The Mom, Wife, Dream Life

The daily life of a mom, wife, and individual.

Many ask themselves what habit they would like to start, or what habit they would like to stop, but do we ever ask ourselves if we have any habits that keep us connected with others? From my personal experience, is no, not until this blog, at least for me. I’ve never thought about them as habits, but I have thought about them as just things. Things we do in our lives to keep the people we love close and grow those bonds we have with them.

Why is any specific thing any different from a habit? I don’t believe it is really. They could be considered interchangeable if a thing that you do is consistent and constant in your life.
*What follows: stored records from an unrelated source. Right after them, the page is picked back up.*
PR #36, opened 2017-06-13
renamed package and cli to enry

mcarmonaa:
* package statements and cli now use the new name "enry"

### DIFF
--- a/cli/enry/main.go
+++ b/cli/enry/main.go
@@ -44,8 +44,8 @@ func main() {
 			relativePath = relativePath + "/"
 		}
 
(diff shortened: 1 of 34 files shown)


cli/enry/main.go
```diff
@@ -9,7 +9,7 @@ import (
 	"os"
 	"path/filepath"
 
-	"gopkg.in/src-d/enry.v1"
+	enry "gopkg.in/src-d/enry.v1"
```
smola: you should be able to remove the alias here.

mcarmonaa: done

For example, many people fill up their water bottles in the morning before starting their day. Is that something you do, or is it a habit? Maybe you decide to do your laundry every Monday. Is that a habit, or is that simply something you chose to do? Is there a difference? I don’t know if there is, to be completely honest with you! What exactly is a habit? A habit is a settled or regular tendency or practice, one that is hard to give up.

What is a Habit that we have in Our Marriage?
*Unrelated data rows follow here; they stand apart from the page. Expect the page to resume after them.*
PR #42, opened 2017-06-16
avoid return code is non-zero in case of warnings

dpaz:


cli/enry/main.go
```diff
@@ -80,9 +80,6 @@ func main() {
 	data, _ := json.MarshalIndent(out, "", "  ")
 	fmt.Printf("%s\n", data)
```
mcarmonaa: Remove this empty line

Something that Ethan and I consider a habit, which we have shared throughout our marriage, probably wouldn’t be considered a habit by most people. Let me convince you otherwise. It is a habit now, should be a habit in your life, and will forever be a habit in ours. Laughter is the best medicine. Laughter with someone you love fills your soul with rejuvenation. Our marriage has been beautiful, but those hard times when life has brought chaos, pain, hurt, and overall feelings of negativity have been healed, even just a little bit, with laughter.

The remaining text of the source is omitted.